The prosecution has altered the landscape of class-action litigation, experts say.

The guilty pleas that damaged the reputations of both Milberg Weiss and Lerach’s former firm have allowed other class-action practitioners to move to the fore of the field, Coffee said.

Those practitioners have distanced themselves from the elbows-out tactics that made Milberg Weiss so successful. Federal rules adopted in 1995 accelerated that change by slowing the race to the courthouse that encouraged Milberg Weiss to groom a stable of ready-made plaintiffs. Before then, the first law firm to file suit could win the lion’s share of legal fees. That prize now generally goes to the firm that represents plaintiffs with the largest stake in the litigation.

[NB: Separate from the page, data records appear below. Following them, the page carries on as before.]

PR #3198, opened 2024-05-12
Fix/exclude suspended cards when optimize all presets

L-M-Sherlock:
fix https://forums.ankiweb.net/t/fsrs-parameters-get-worse-when-optimizing-all-presets/44669/4?u=l.m.sherlock


dae:
Thanks Jarrett!

PR #3199, opened 2024-05-15
Fix/ignore revlogs when there is not learn entry after the last forget entry

L-M-Sherlock:
fix https://forums.ankiweb.net/t/fsrs-parameters-get-worse-when-optimizing-all-presets/44669/9?u=l.m.sherlock


dae:
Thanks Jarrett!

PR #3204, opened 2024-05-18
User-led media importation managment

bphd:
More often than not, medias are lacking in collection.media, and those seems to be imported ONLY if the associated card is imported too. Thing is that "always" parameter skips the card like would "if newer" and "never" (to correct). But even without that, sometimes we want to keep our own card, even if newer or older, without taking one from the deck, we just want to re-import the medias because we lost them (more often than not like I've said). I've only found language variable to modify, but not the occurences in the code


dae:
While I appreciate you making an attempt, a PR with only string changes is not really helpful. Since this is a feature request, it would be better posted in the suggestions section of the forum.

PR #3206, opened 2024-05-21
Fix future due search missing cards on last day

### LINKED ISSUE #2952: Future due graph misses cards due on the last day

abdnh:
Closes #2952


dae:
Thanks Abdo. We still have some weirdness with a very small bar at the end that we'll need to look into, but that's not this PR's fault.

PR #3208, opened 2024-05-22
do not recreate io page when toggle button used

krmanik:
> On 24.6 rc1, in the Add window, if you toggle the mask editor (either via the button or Ctrl+Shift+M), all the masks will be deleted.

https://forums.ankiweb.net/t/anki-24-06-release-candidate/44926/40


abdnh:
Good catch! Maybe the issue can be solved with an additional bool @krmanik?

krmanik:
Additional bool can be used but in edit mode when changing notetype will recreate the page, which we do not want.

Issue #4022, opened 2025-05-20
Upgrade from Python 3.9.18


andrewsanchez:
Anki currently uses Python 3.9.18. 3.9 reaches [EOL status 2025-10](https://devguide.python.org/versions/), so this is urgent-ish, I think.

Related issues:
- https://github.com/ankitects/anki/issues/3787
- https://github.com/ankitects/anki/issues/3081

dae:
Closed by #4074

PR #4023, opened 2025-05-20
Upgrade python

andrewsanchez:
Draft PR to play with upgrading Python.

Closes https://github.com/ankitects/anki/issues/4022

TO-DOs:
- [ ] Comprehensive search/replace for references to specific python versions (`3.9`)
  - [ ] Update any docs accordingly.

Nice-to-haves:
- [ ] See if there is room for improvement for automation or DX for upgrading Python versions in the future.

### DIFF
--- a/.gitmodules
+++ b/.gitmodules
@@ -8,7 +8,7 @@
 	shallow = true
 [submodule "qt/bundle/PyOxidizer"]
 	path = qt/bundle/PyOxidizer
-	url = https://github.com/ankitects/PyOxidizer.git
+	url = https://github.com/indygreg/PyOxidizer.git
 	shallow = true
 	update = none
 
--- a/build/ninja_gen/src/python.rs
+++ b/build/ninja_gen/src/python.rs
@@ -22,32 +22,32 @@ pub fn python_archive(platform: Platform) -> OnlineArchive {
     match platform {
         Platform::LinuxX64 => {
             OnlineArchive {
-                url: "https://github.com/indygreg/python-build-standalone/releases/download/20240107/cpython-3.9.18+20240107-x86_64_v2-unknown-linux-gnu-install_only.tar.gz",
-                sha256: "9426bca501ae0a257392b10719e2e20ff5fa5e22a3ce4599d6ad0b3139f86417",
+                url: "https://github.com/astral-sh/python-build-standalone/releases/download/20250517/cpython-3.13.3+20250517-x86_64_v2-unknown-linux-gnu-install_only_stripped.tar.gz",
+                sha256: "68f65b2e8098ea332ae06f2afe984f6532a42eaa9a6fc5393c4421840d8dfd70",
             }
         }
         Platform::LinuxArm => {
             OnlineArchive {
-                url: "https://github.com/indygreg/python-build-standalone/releases/download/20240107/cpython-3.9.18+20240107-aarch64-unknown-linux-gnu-install_only.tar.gz",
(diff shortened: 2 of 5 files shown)


.gitmodules
```diff
@@ -8,7 +8,7 @@
 	shallow = true
 [submodule "qt/bundle/PyOxidizer"]
 	path = qt/bundle/PyOxidizer
-	url = https://github.com/ankitects/PyOxidizer.git
+	url = https://github.com/indygreg/PyOxidizer.git
```
andrewsanchez, line 11: I pinned the submodule to the [latest release tag](https://github.com/indygreg/PyOxidizer/releases/tag/pyoxidizer%2F0.24.0).

build/ninja_gen/src/python.rs
```diff
@@ -22,32 +22,32 @@ pub fn python_archive(platform: Platform) -> OnlineArchive {
     match platform {
         Platform::LinuxX64 => {
             OnlineArchive {
-                url: "https://github.com/indygreg/python-build-standalone/releases/download/20240107/cpython-3.9.18+20240107-x86_64_v2-unknown-linux-gnu-install_only.tar.gz",
-                sha256: "9426bca501ae0a257392b10719e2e20ff5fa5e22a3ce4599d6ad0b3139f86417",
+                url: "https://github.com/astral-sh/python-build-standalone/releases/download/20250517/cpython-3.13.3+20250517-x86_64_v2-unknown-linux-gnu-install_only_stripped.tar.gz",
+                sha256: "68f65b2e8098ea332ae06f2afe984f6532a42eaa9a6fc5393c4421840d8dfd70",
```
andrewsanchez, line 26: Any reason not to use the `install_only_stripped` versions?

> An install_only_stripped archive is also available. This archive is equivalent to install_only, but without debug symbols, which results in a smaller download and on-disk footprint.

https://gregoryszorc.com/docs/python-build-standalone/main/running.html?highlight=stripped

abdnh:
Updating `pythonVersion` in pyproject.toml then deleting the pyenv folder made this work for me on Linux.

abdnh:
On Windows, I also had to update the pinned pywin32 version.

dae:
Did you test bundling with this, via './ninja bundle'? Unfortunately, I suspect this may not be simple at the moment. While the standalone Python builds are still actively maintained as they're used in other projects like uv, I was under the impression that changes would also be required to PyOxidizer, and it's not received love since the 3.10 days. When I try to bundle on a Mac, I get:

```
downloading https://github.com/astral-sh/python-build-standalone/releases/download/20250517/cpython-3.13.3+20250517-aarch64-apple-darwin-pgo+lto-full.tar.zst
error[PYOXIDIZER_BUILD]: reading tar.zst distribution data
    
    Caused by:
        0: reading tar distribution data
        1: expected version 7 standalone distribution; found version 8
       --> qt/bundle/pyoxidizer.bzl:127:14
        |
    127 |     policy = dist.make_python_packaging_policy()
        |              ^^^^^^^^^^^^^^^^^^^^^^^^^^^^^^^^^^^ resolve_distribution
```

And the same occurs with even 3.10, since presumably this is a change made to the standalone build generation, rather than a change in Python itself.

.gitmodules
dae: It is needed - we have some custom patches necessary to build the bundle, and they'd need to be rebased over the latest code.

dae:
Given the amount of bit rot and security issues at this point, I think we're best off not sinking any more effort into PyOxidizer. Andrew and I are currently exploring briefcase and uv as alternative options.

PR #4024, opened 2025-05-20
Fix DR not being in percent in the forgetting curve

GithubAnon0000:
Fixes: https://forums.ankiweb.net/t/anki-25-05-beta/59710/54?u=anon_0000

anki


Expertium:
I suggest only displaying the first two digits, there is no reason to display the extra zeros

At the same time, the sub-prime mortgage meltdown is giving rise to a “record year” for securities class actions, Coffee said. Over the last six months, the number of securities class-action filings approached the pace hit during the peak years of 2000 to 2002 after the Enron scandal, he said.

“There are a lot of vulnerable underwriters out there,” Coffee said, noting that class actions have already been filed in the wake of probes by New York Atty. Gen. Andrew Cuomo and other public officials of the lending practices of several mortgage companies and banks.

Securities class actions will continue because they are both legal and lucrative, said David A. Katz, a former assistant U.S. attorney now in private practice in Los Angeles.

“This case cleanses the industry but it doesn’t cleanse the profits,” he said. “There will always be top lawyers bringing cases.”